– Хорошо, я не спешу.
Выдыхаю, стараясь успокоиться. Оглядываюсь на дом: в окне кухни вижу Сикс. Она не подозревает, что происходит. Не подозревает, что я разговариваю с тем, кто знает, где ее ребенок.
Наш ребенок.
Вообще-то, конечно, ее. Ребенок, которого она носила в себе девять месяцев. Бремя, которое она до сих пор несет.
Да, это и мой сын, но не буду кривить душой: я так переживаю не из-за ребенка, которого никогда в жизни не видел. Все мои старания не ради него. Уверен, Сикс приняла верное решение.
Все, что я делаю, – ради Сикс. Я не могу ее подвести, ведь ей это нужно как никому, и ее счастье сейчас в моих руках – неумелых, никчемных руках.
Снова выдыхаю. Надеюсь, он почувствует, что я совершенно искренен.
– Можно вопрос? – говорю я.
– Давай.
– Почему вы его усыновили? У вас не может быть своих детей?
Пару секунд он молчит.
– Да. Мы несколько лет пытались, а потом жене удалили матку.
По голосу ясно, что ему сложно говорить об этом. Не представляю, каково было такое пережить. Его жена, наверное, прошла через те же муки, что и Сикс.
– Вы бы остались с ней, несмотря ни на что? Даже если бы не нашли ребенка?
– Конечно. Я люблю ее больше жизни. И этот мальчик для нас все. Так что, если вы вдруг думаете…
– Выслушайте меня. Я больше жизни люблю Сикс. Знаю, мне только девятнадцать, но она лучшее, что у меня есть. Смотреть, как она мучается… просто невыносимо! Ей всего-то надо знать, что с малышом все хорошо, что она не совершила ошибку. Не буду врать, мне самому это не нужно. Не так, как ей. Я просто хочу, чтобы она снова жила. Жила, вашу мать!.. У нее на сердце рана, и, пока она не будет спокойна за малыша, пока не будет знать, что он здоров и весел, эта рана не затянется. Вот, собственно, все, о чем я прошу. Мне надо, чтобы она была счастлива, и сейчас вы с женой буквально единственные, кто может помочь.
Прижимаю кулак ко лбу. Не надо было ругаться! Я сказал «вашу мать» – это могло настроить его против меня. Чувствую себя абсолютным сопляком. Ну, для него я и есть сопляк.

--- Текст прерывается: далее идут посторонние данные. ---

PR #656, opened 2022-12-06
Update to use OCaml 5 (release candidate 1)

larshum:
This PR updates the repo to use the latest version of OCaml (5.0.0~rc1, as of writing). The changes are:
* Upgraded the `ocamlformat` version from `0.20.1` to `0.24.1` (we'll need to make another PR to update the git-refs as we did [last time](https://github.com/miking-lang/miking/pull/546)). This resulted in a minor change in `src/boot/lib/patterns.ml`.
* Updated `stdlib/multicore/thread.ext-ocaml.mc` because the API changed in the latest OCaml version.
* Rewrote the `README.md` to show how to install the new OCaml version (also naming the switch `miking-ocaml`, not sure if we want to do that).

### DIFF
--- a/.github/workflows/main.yml
+++ b/.github/workflows/main.yml
@@ -16,7 +16,7 @@ jobs:
       - name: Install OCaml and opam for Miking
         uses: ocaml/setup-ocaml@v2
         with:
-          ocaml-compiler: 5.0.0~beta2
+          ocaml-compiler: ocaml-base-compiler.5.0.0~rc1
           opam-repositories: |
             default: https://github.com/ocaml/opam-repository.git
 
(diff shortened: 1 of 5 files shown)


lingmar:
Wow! Noticed any speedup in bootstrapping?

larshum:
I haven't looked closely at the performance since I tried the OCaml 5 beta. Then I found that the total runtime of `make test-all` was ≈15% faster than the `4.12.0+domains` switch. Presumably, the performance hasn't changed much since it should include bug fixes.

david-broman:
Have you also changed in the scripts for the automatic tests on Github so that it installs and tests with version 5?

larshum:
Yes, that's the [main.yml file](https://github.com/miking-lang/miking/pull/656/files#diff-7829468e86c1cc5d5133195b5cb48e1ff6c75e3e9203777f6b2e379d9e4882b3).

PR #3, opened 2016-09-01
One-liner to install latest bosh2 cli version

drnic:
Perhaps helpful to others to get latest greatest `bosh2` regularly whilst its being updated twice a day.


cppforlife:
@drnic no sha1 checking and also requires jq. i m thinking to potentially add `bosh sync` command which would always check with bosh.io to find latest checksum/url. wdyt?

drnic:
`bosh2 sync` would be great; also `apt-get install bosh2` for debian universes might be helpful too

PR #9, opened 2016-09-08
`spec.id` returns a unique identifier rather than `unknown` in bosh C…

cunnie:
…LI v2

- helpful for `bosh-cli`-deployed machines (no BOSH Director)
  on vSphere, esp. if > 2 Concourse workers who register
  with `spec.id` (if both are "unknown", the last one
  wins, the first one, forgotten)

[#129632439](https://www.pivotaltracker.com/story/show/129632439)

Signed-off-by: Dmitriy Kalinin <dkalinin@pivotal.io>


dpb587-pivotal:
Oops; pushed to develop instead.

PR #12, opened 2016-09-13
Statically compile bosh-cli linux binaries

ljfranklin:
- Fixes "no such file or directory" error on alpine docker images due to
  missing glibc
- CGO_ENABLED defaults to true if your build box is the same arch as the
  target arch


dpb587:
Hooray - I was about to send a PR for this, too! Thanks!

cppforlife:
Story: https://www.pivotaltracker.com/story/show/132192405

PR #15, opened 2016-09-27
Allow interpolated variable to contain `=`

ljfranklin:
- Use case - Interpolate public key `-v public_key=ssh-rsa ...G4/+VHa1aw==`


dpb587-pivotal:
Story: https://www.pivotaltracker.com/story/show/131323057

PR #29, opened 2016-10-20
If the release is an invalid URL, error includes URL

cunnie:
It would have saved me about 1 hour this morning if the error message had included the URL. Really. Don't ask.

Ran unit tests. Did not run integration or acceptance tests.

### DIFF
--- a/release/set/manifest/validator.go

Повисает долгое молчание. Тем не менее трубку он не бросил: я слышу, как он вздыхает. Наконец:
– Поговорю с женой. Пусть она решает – я в любом случае ее поддержу. Как с тобой связаться, я знаю. Если мы не напишем и не позвоним, забудь об этом. Мне бы искренне хотелось помочь, но обещать ничего не могу.
Я бью кулаком по воздуху. Стараюсь говорить спокойно:
– Хорошо! Спасибо! Мне большего и не нужно. Спасибо.
– Дэниел?
– Да?
– Чем бы все ни кончилось… спасибо.
Он ни слова не сказал про нашего сына, однако его «спасибо» значит больше любых слов. Оно значит, что с нашим малышом все прекрасно и они счастливы быть его родителями.
Он вешает трубку.
Теперь я один на один с чувством пустоты. Господи, как тяжело!
Так близко и так, черт возьми, далеко!
Снова опускаюсь в кресло. Какая-то часть меня хочет побежать в дом, схватить Сикс, закружить ее в объятиях, рассказать ей, что произошло. Однако реалист во мне знает, что разговор наш еще ничего не значит. Он, может, и не позвонит больше, и тогда, что бы я ни делал, к кому бы ни обращался, их решение останется неизменным. И решение это будет полностью законно. Нам придется смириться.
Я утыкаюсь лицом в ладони. До этого момента у меня были разные варианты. Если не сработает одно, можно попробовать другое. Теперь же вся надежда только на один-единственный разговор с одним-единственным человеком. Это самое страшное для нас испытание, и судьба наша в руках одного-единственного судьи.
– Эй!
Вытирая глаза, я отворачиваюсь от двери, из которой только что вышла Сикс. Не глядя на нее, встаю, запихиваю телефон в карман.